La idea de no dejarnos ver, intenta poner a prueba el ingenio que puede tener la otra parte para encontrarnos. Por otro lado, está el que busca por cualquier “recoveco” en dónde probablemente se ha escondido la otra parte. La idea de buscar al escondido estriba en hacerlo en donde menos pensamos. De igual manera, si somos quienes nos escondemos, hacerlo en el lugar menos pensado par ser encontrados por el otro. Es la idea de tratar de pensar en lo que el otro piensa con el fin de descrifrar lo que cree en un momento dado.
Así mismo es la experiencia de la fe en el ser humano. Como premisa, la fe es un caminar que no se fundamenta en lo que se ve. Es la seguridad de aquello que trasciende lo que nuestros sentidos pueden identificar. En este caso, no hablamos de la fe como algo del futuro, sino como aquello que forma nuestros valores y convicciones de quién es Dios. Digo esto, porque como hemos reflexionado antes, no es lo mismo conocer a Dios desde nuestra infancia que conocerlo en la adultez. No es igual abrazar las historias bíblicas como niños, que abrazarlas cuando desarrollamos todo el análisis crítico que nos presenta la vida en diversas dimensiones.
Aquí es que surge el juego de escondite para tratar de encontrar a Dios en los espacios imaginados. Pero, ¿qué tal de hacerlo en donde no se nos había ocurrido que pudiera estar o dirigirnos? Tener fe no debe ser sinónimo de ser religiosos simplistas. No es un juego al azahar en el cual digamos estribillos como palabras de buena suerte para que las cosas nos vayan bien. La fe nos debe llevar a la madurez de quién es Dios y cómo se relaciona con todos en nuestra búsqueda. Ya lo dijo Anselmo que la fe busca entender. Es decir, la fe no parte del vacío ni de la superstición.
Cuando Pablo se encontró con los filósofos en el Areópago de Grecia, conversó con ellos sobre el altar donde tenían al Dios no conocido. Conversó con ellos de la fe, la necesidad humana de conectar con lo desconocido y esto a la luz de los debates de las ideas de ese momento, puesto que cualquier propuesta de alguna divinidad debía ser aceptada por esa comunidad intelectual propagada.

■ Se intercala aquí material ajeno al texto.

Issue #59, opened 2017-07-16
Fix  http_encode URI encoding implementation


ismaell:
The current implementation only escapes spaces. All special characters must be escaped.

PR #60, opened 2017-07-18
New http_encode URI encoding implementation

davidpolverari:
Simplifies URL encoding logic

Implement a switch that removes unnecessary code
duplication and allows easier escaping of other
chars.

Fixes issue #59

### DIFF
--- a/src/http.c
+++ b/src/http.c
@@ -314,6 +314,7 @@ void http_decode( char *s )
 
 void http_encode( char *s )
 {
+	char urlenc_char[4];
 	char t[MAX_STRING];
 	int i, j;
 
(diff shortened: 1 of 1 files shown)


davidpolverari:
Changed the name for this PR because it had the same title of an issue.

ismaell:
I pushed a commit with a new function (`encode_byte`) that does the encoding without relying on sprintf.

davidpolverari:
Great! I'm going to use that function instead of sprintf then. Are you going to merge your commit to master?

PS: I didn't implement all possible encoding cases because whenever axel tries to open multiple connections, it re-encodes an already encoded http URL, trashing it and giving segfaults (probably because of a buffer overflow).

Issue #54, opened 2017-06-19
Many https seg faults


mcauser:
Seeing a lot of `Segmentation fault: 11` after upgrading to `2.12` on OSX 10.11.6.
Primarily when downloading 10-20 HTTPS connections.

Tends to happen most when progress is around 95-100% complete.

ismaell:
Can you provide a core file or a backtrace?

mcauser:
What command should I run to get you that?

ismaell:
Backtraces can be obtained using a debugger, e.g. LLDB.

Just prefix the command like this:

	lldb -- command...

Then use the `run` lldb command to launch it, and when it crashes you run `bt all` to generate a backtrace of all threads.

ismaell:
with GDB the procedure is similar:

	gdb --args command...

then `run`, then `thread apply all bt`.

nunesapaloma:
I am facing this same problem specially when I am call the axel via jenkins job. 100% reproducible. I am using this version: 

$ axel --version

Axel version 2.12 (Darwin)

ismaell:
@nunesapaloma Can you provide a backtrace or core dump file?

BrainMaestro:
Hey @ismaell, I have the same issue on macOS. I followed your steps to generate a backtrace with lldb. Let me know if that's what you need. Thanks.

<details>
<summary>Backtrace from `lldb`</summary>
 

> thread` #1: tid = 0x60f3, 0x00007fff8dbb410a libsystem_kernel.dylib`__semwait_signal + 10, queue = 'com.apple.main-thread'
>     frame #0: 0x00007fff8dbb410a libsystem_kernel.dylib`__semwait_signal + 10
>     frame #1: 0x00007fff8db41d0f libsystem_c.dylib`nanosleep + 199
>     frame #2: 0x00007fff8db41c02 libsystem_c.dylib`usleep + 54
>     frame #3: 0x000000010000352e axel`axel_do + 1135
>     frame #4: 0x0000000100007e66 axel`main + 2798
>     frame #5: 0x00007fff8aa475ad libdyld.dylib`start + 1
> 
>   thread #3: tid = 0x6182, 0x00007fff8dbb45e2 libsystem_kernel.dylib`__workq_kernreturn + 10
>     frame #0: 0x00007fff8dbb45e2 libsystem_kernel.dylib`__workq_kernreturn + 10
[...]

PR #66, opened 2017-08-21
fix race segfault upon connection to HTTPS server

ordex:
This pull request fixes issue #54 

==============================================

Since some time, axel would nondeterministically crash
when connecting to an HTTPS server.

On linux the crash was reasonably easy to reproduce
using the throttling, i.e. by launching the following command:

axel --num-connections=5 --max-speed=100000 https://url

It is not clear if something changed at some point in OpenSSL
thus making this bug more probable.

The issue seems to be that during SSL_connect() an object
in the SSL object, namely verify_store, that is borrowed
by the SSL_CTX object, is eventually free'd.

Being the verify_store borrowed by the SSL_CLX object, it
is shared among all the axel threads doing a SSL_connect()
each and thus triggering double frees.

Fix this issue by creating an SSL_CTX object per SSL one, thus
avoiding the race condition.

### DIFF
--- a/src/axel.h
+++ b/src/axel.h
@@ -60,6 +60,7 @@
 #include <signal.h>
 #include <string.h>
 #include <stdarg.h>
+#include <stdbool.h>
 #include <sys/stat.h>
 #include <sys/time.h>
 #include <sys/types.h>
--- a/src/ssl.c
+++ b/src/ssl.c
@@ -41,7 +41,7 @@
 
 #include <openssl/err.h>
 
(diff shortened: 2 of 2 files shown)


ismaell:
Merged.

nunesapaloma:
When this merge will be available to be updated? This error is blocking the use of axel by me.

ismaell:
It's planned for September 10.

nunesapaloma:
tks!

ordex:
@nunesapaloma FYI this fix is available in our latest release. Cheers!

Issue #61, opened 2017-07-29
Replace obsolete `usleep` with `nanosleep`


ismaell:
```
$ git  grep -n usleep
src/axel.c:396:         usleep( 100000 );
src/axel.c:549:         usleep( axel->delay_time );
src/search.c:239:                       usleep( 100000 );
```

ismaell:
Fixed by commit 480222fbb7b176f252c450af01bac5bc2038485e.

PR #67, opened 2017-08-21
convert usleep to nanosleep

ordex:
Fixes issue #61 

==================================

nanosleep is interrupted when a signal is delivered to
the sleeping thread. In that case axel will abort
whatever it was doing.

### DIFF
--- a/src/axel.c
+++ b/src/axel.c
@@ -60,6 +60,7 @@ axel_t *axel_new( conf_t *conf, int count, const void *url )
 	const search_t *res;
 	axel_t *axel;
 	int status;
+	long delay;
 	url_t *u;
 	char *s;
 	int i;
@@ -82,7 +83,12 @@ axel_t *axel_new( conf_t *conf, int count, const void *url )
 				axel_message( axel, _("Buffer resized for this speed.") );
 			axel->conf->buffer_size = axel->conf->max_speed;
 		}
-		axel->delay_time = (int) ( (float) 1000000 / axel->conf->max_speed * axel->conf->buffer_size * axel->conf->num_connections );
+		delay = (int) ( (float) 1000000000 / axel->conf->max_speed *
+				axel->conf->buffer_size *
+				axel->conf->num_connections );
+
+		axel->delay_time.tv_sec = delay / 1000000000;
+		axel->delay_time.tv_nsec = delay % 1000000000;
 	}
 	if( buffer == NULL )
 	{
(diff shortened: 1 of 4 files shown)


src/search.c
```diff
@@ -70,7 +70,13 @@ int main( int argc, char *argv[] )
 		fprintf( stderr, "File not found\n" );
 		return( 1 );
 	}
-	printf( "%i usable mirrors:\n", search_getspeeds( res, i ) );
+	num_mirrors = search_getspeeds( res, i );
+	if ( j < 0 )
```
ordex: this should have been substituted with num_mirrors ... will change and push again

ordex:
nice catch from codacy :) I will fix and push

ismaell:
We should probably wrap `nanosleep` so that we can continue sleeping after an interruption instead of giving an error (that's definitely problemmatic).

ordex:
@ismaell what if the signal was a SIGINT or SIGTERM? shouldn't we exit and give the thread a chance to stop instead of re-harming the nanosleep?

ismaell:
@ordex how that would be a problem? both would terminate the program...

ordex:
@ismaell ah right, it's not an issue, because the main thread will call pthread_cancel on any additional thread. Ok, I'll create an helper function that does the wrapping and the re-harming in case of signal.

ordex:
@ismaell I implemented a wrapper where we distinguish if the nanosleep exited with an error or because of a signal. In the latter case, it re-harms itself and continue to sleep.

src/axel.c
```diff
@@ -54,12 +54,41 @@ static void axel_divide( axel_t *axel );
...
+		}
+
+		/* interrupted not by a signal: exit with error */
+		if( errno != EINTR )
+		{
+			break;
+		}
+
+		/* interrupted by signal: re-harm with remaining time */
+		*delay = remain;
```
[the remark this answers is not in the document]
ordex: ok, I like that. thanks for the suggestion!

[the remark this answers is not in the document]
ordex: Uhm, actually there is a side effect: we are modifying the argument received as input, which means we are exposing a low level detail to the caller (and this is no useful at all). I would avoid doing that and I would introduce a "rem" local variable.

ordex:
let me know if it is fine like this

src/axel.c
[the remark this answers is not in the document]
ismaell: In that version, it's not a pointer, so the `struct` gets copied. Manually copying may be better for some compilers, I haven't checked, but clang and gcc seem to do fine.

src/axel.h
```diff
@@ -132,4 +132,12 @@ void print_messages( axel_t *axel );
 
 double gettime();
 
+static inline int axel_nanosleep( struct timespec *delay_in )
```
ismaell: If using a pointer, it should be `const`.

ismaell: As mentioned previously, you can just pass the `struct` by value.

ordex: yeah, ok. I will go for the struct by value

ordex:
much more elegant now, I believe.

PR #68, opened 2017-08-21
fix redirection from HTTP to FTP

ordex:
Fixes bug reported at: https://bugs.debian.org/cgi-bin/bugreport.cgi?bug=449513

=========================================

When switching from HTTP to FTP the entire conn
object has to be re-init'd.
Therefore conn_info() has to invoke conn_set()
and then return, so to give conn_init() a chance
to run again.
At this point the connection is ready to retrieve
the file size.


ordex:
fixed typ0 in commit message

Issue #62, opened 2017-08-04
Warnings when building 2.13.1 version


eribertomota:
On Debian Stretch, Axel 2.13.1 build produces the following warnings:

	conf.c: In function 'conf_loadfile':
	conf.c:77:3: warning: ignoring return value of 'fscanf', declared with attribute warn_unused_result [-Wunused-result]
	   fscanf( fp, "%100[^\n#]s", s );
	   ^~~~~~~~~~~~~~~~~~~~~~~~~~~~~~
	conf.c:78:3: warning: ignoring return value of 'fscanf', declared with attribute warn_unused_result [-Wunused-result]
	   fscanf( fp, "%*[^\n]s" );
	   ^~~~~~~~~~~~~~~~~~~~~~~~

ordex:
I think this can be closed now. All the warning are gone :)

PR #71, opened 2017-08-22
fix snprintf length argument

ordex:
Ensure that snprintf is provided with the right size
parameters in order to accommodate the length of its
arguments.

This issue was found by compiling axel with gcc-7.1.0.


ordex:
Note that warnings reported in #62 are not fixed here as there was somebody else working on it.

Lo interesante es que el Dios que Pablo presentó no jugaba al esconder. Mas bien se hacía presente a través de la oferta de amor a la humanidad. Pero la idea de un dios preconcebido a raíz de la venganza el odio y la superioridad escondían esos atributos que Pablo intentaba compartir. En ese caso, creo que muchos de nosotros tendemos a adorar a un Dios desconocido, porque no nos hemos dado la oportunidad de profundizar en su trato con el ser humano y sus misterios.
Para abordar la puerta de embarque, una de las cosas en las que debemos darnos la oportunidad es conocer profundamente quién es Dios. Así lo destacó Pablo el texto bíblico: “Esto lo hizo Dios para que todos lo busquen y, aunque sea a tientas, lo encuentren. En verdad, él no está lejos de ninguno de nosotros, puesto que en él vivimos, nos movemos y existimos”. Como algunos de sus propios poetas griegos han dicho: “De él somos descendientes” (Hechos 17:27-28, NVI). Pablo partió desde la realidad de la búsqueda de esas comunidad de filósofos y como Dios podía responder a sus necesidades.
La búsqueda es una actividad natural humana. El enfoque es una virtud del corazón que busca. Que como iglesia, podamos buscar y encontrar lo que tal vez no habíamos encontrado en este proceso de nuestra vida. Es tiempo de buscar y encontrar. A fin de cuentas, Él ya nos encontró.